Below are some records. Reproduce them exactly from their first line through the line with "2. Click on", inclusive.

━━━━━ Supplied records

PR #3992, opened 2017-12-11
Fix broken indices in EncodingMapper

### LINKED ISSUE #3983: OEM 737 encoding broken from version 7.5.2
### Encoding to Greek OEM 737 character set is broken
Up until version 7.5.1, the display conversion to OEM 737 (Greek DOS codepage) worked fine. From version 7.5.2 this conversion function is broken.

1. Open a file that contains Greek written from a DOS window (copy con ....) in Notepad++ 7.5.2+.
2. Click on Encoding -> Character Sets -> Greek -> OEM 737.
3. You should see the Greek characters displayed, but instead you see another character set.

### Debug Information
Notepad++ v7.5.3   (64-bit)
Build time : Dec  5 2017 - 10:47:54
Admin mode : OFF
Local Conf mode : OFF
OS : Windows 7 (64-bit)
Plugins : DSpellCheck.dll mimeTools.dll NppConverter.dll

### LINKED ISSUE #3991: Character encodings are broken
### Description of the Issue
The heart of the issue lies in the way the menu item IDS interact with the EncodingMapper. IE a constant is subtracted from the ID and used as an index into the encoding map
https://github.com/notepad-plus-plus/notepad-plus-plus/blob/e339c0f600295267db7a8df01598d1cdb8f1c5cc/PowerEditor/src/NppCommands.cpp#L2174-L2177

However with the recent removal of a number of unused character encodings (60f1137), causes this to breakdown. the command IDs remain the same, however the indexes in the Encoding map have changed. This means that any encoding with a command id greater than the first deleted encoding, no longer behaves as expected.

dnakamura:
Fixes #3983
Fixes #3991

### DIFF
--- a/PowerEditor/src/EncodingMapper.cpp
+++ b/PowerEditor/src/EncodingMapper.cpp
@@ -50,12 +50,12 @@ static EncodingUnit encodings[] = {
     {28597, "greek ISO_8859-7 ISO-8859-7 csISOLatinGreek greek8 iso-ir-126 ELOT_928 ECMA-118"}, //IDM_FORMAT_ISO_8859_7 
     {28598, "hebrew ISO_8859-8 ISO-8859-8 csISOLatinHebrew iso-ir-138"},                        //IDM_FORMAT_ISO_8859_8 
     {28599, "latin5 ISO_8859-9 ISO-8859-9 csISOLatin5 iso-ir-148 l5"},                          //IDM_FORMAT_ISO_8859_9 
-    //{28600, ""/*"latin6 ISO_8859-10 ISO-8859-10 csISOLatin6 iso-ir-157 l6"*/},                //IDM_FORMAT_ISO_8859_10
-    //{28601, ""/*"ISO_8859-11 ISO-8859-11"*/},                                                 //IDM_FORMAT_ISO_8859_11
+    {-1,    ""/*"latin6 ISO_8859-10 ISO-8859-10 csISOLatin6 iso-ir-157 l6"*/},                  //IDM_FORMAT_ISO_8859_10
+    {-1,    ""/*"ISO_8859-11 ISO-8859-11"*/},                                                   //IDM_FORMAT_ISO_8859_11
     {28603, "ISO_8859-13 ISO-8859-13"},                                                         //IDM_FORMAT_ISO_8859_13
     {28604, "iso-celtic latin8 ISO_8859-14 ISO-8859-14 18 iso-ir-199"},                         //IDM_FORMAT_ISO_8859_14
     {28605, "Latin-9 ISO_8859-15 ISO-8859-15"},                                                 //IDM_FORMAT_ISO_8859_15
-    //{28606, ""/*"latin10 ISO_8859-16 ISO-8859-16 110 iso-ir-226"*/},                          //IDM_FORMAT_ISO_8859_16
+    {-1,    ""/*"latin10 ISO_8859-16 ISO-8859-16 110 iso-ir-226"*/},                            //IDM_FORMAT_ISO_8859_16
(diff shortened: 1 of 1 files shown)


SinghRajenM:
Oops!! That me who caused this issue. Even after thoroughly testing, this couldn't be caught.

However, I feel to avoid further confusion, updating encoding definition value in "menuCmdID.h" would be good deal (as commented items are no longer used.). 
Updating something like below - 
from
```
    #define    IDM_FORMAT_ISO_8859_9        (IDM_FORMAT_ENCODE + 17)
    //#define    IDM_FORMAT_ISO_8859_10     (IDM_FORMAT_ENCODE + 18)
    //#define    IDM_FORMAT_ISO_8859_11     (IDM_FORMAT_ENCODE + 19)
    #define    IDM_FORMAT_ISO_8859_13       (IDM_FORMAT_ENCODE + 20)
    #define    IDM_FORMAT_ISO_8859_14       (IDM_FORMAT_ENCODE + 21)
    #define    IDM_FORMAT_ISO_8859_15       (IDM_FORMAT_ENCODE + 22)
    //#define    IDM_FORMAT_ISO_8859_16     (IDM_FORMAT_ENCODE + 23)
    #define    IDM_FORMAT_DOS_437           (IDM_FORMAT_ENCODE + 24)
    #define    IDM_FORMAT_DOS_720           (IDM_FORMAT_ENCODE + 25)
```
to
```
    #define    IDM_FORMAT_ISO_8859_9        (IDM_FORMAT_ENCODE + 17)
    //#define    IDM_FORMAT_ISO_8859_10     (IDM_FORMAT_ENCODE + 18)
    //#define    IDM_FORMAT_ISO_8859_11     (IDM_FORMAT_ENCODE + 19)
    #define    IDM_FORMAT_ISO_8859_13       (IDM_FORMAT_ENCODE + 18)
    #define    IDM_FORMAT_ISO_8859_14       (IDM_FORMAT_ENCODE + 19)
    #define    IDM_FORMAT_ISO_8859_15       (IDM_FORMAT_ENCODE + 20)
    //#define    IDM_FORMAT_ISO_8859_16     (IDM_FORMAT_ENCODE + 23)
    #define    IDM_FORMAT_DOS_437           (IDM_FORMAT_ENCODE + 21)
    #define    IDM_FORMAT_DOS_720           (IDM_FORMAT_ENCODE + 22)
```

dail8859:
I don't think it is a good idea to change `IDM_xxx` constants. If a plugin uses these then it will break their usage of calling these menu commands.

dnakamura:
I think the best solution is to probable modify the encoding mapper to map based on the `IDM_xxx` constants rather than an index.  Yes it would make lookups more expensive, but its not like the user will be changing encodings frequently

dinkumoil:
@SinghRajenM 

Currently my [AutoCodepage plugin](https://sourceforge.net/projects/autocodepage/) is broken because of your changes in v7.5.2. Updating encoding definition value in "menuCmdID.h" would break it permanently.

I think the fix of @dnakamura is the best solution.

dail8859:
I found this in another part of the code, would this need updated as well (I honestly have no clue but if the EncodingMapper is changed this looks like it would have to change too).

https://github.com/notepad-plus-plus/notepad-plus-plus/blob/440577f6479adb0b8edecffea9ece54916dab8ab/PowerEditor/src/WinControls/Preference/preferenceDlg.cpp#L48-L97

dinkumoil:
@dail8859 

Seems to be used for this list (screenshot taken from Npp v7.3.3):

grafik

The list gets filled by the for-loop starting in line 1159 of preferenceDlg.cpp. This loop uses the array `encodings` as source for the encodings to be shown in the combobox. That means it would be possible to remove some items of the `encodings` array to reduce the set of encodings shown in the combobox.

I would say preferenceDlg.cpp has **not** to be changed.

━━━━━━━━━━

• [Response to the exercise]
PR #3992, opened 2017-12-11
Fix broken indices in EncodingMapper

### LINKED ISSUE #3983: OEM 737 encoding broken from version 7.5.2
### Encoding to Greek OEM 737 character set is broken
Up until version 7.5.1, the display conversion to OEM 737 (Greek DOS codepage) worked fine. From version 7.5.2 this conversion function is broken.

1. Open a file that contains Greek written from a DOS window (copy con ....) in Notepad++ 7.5.2+.
2. Click on Encoding -> Character Sets -> Greek -> OEM 737.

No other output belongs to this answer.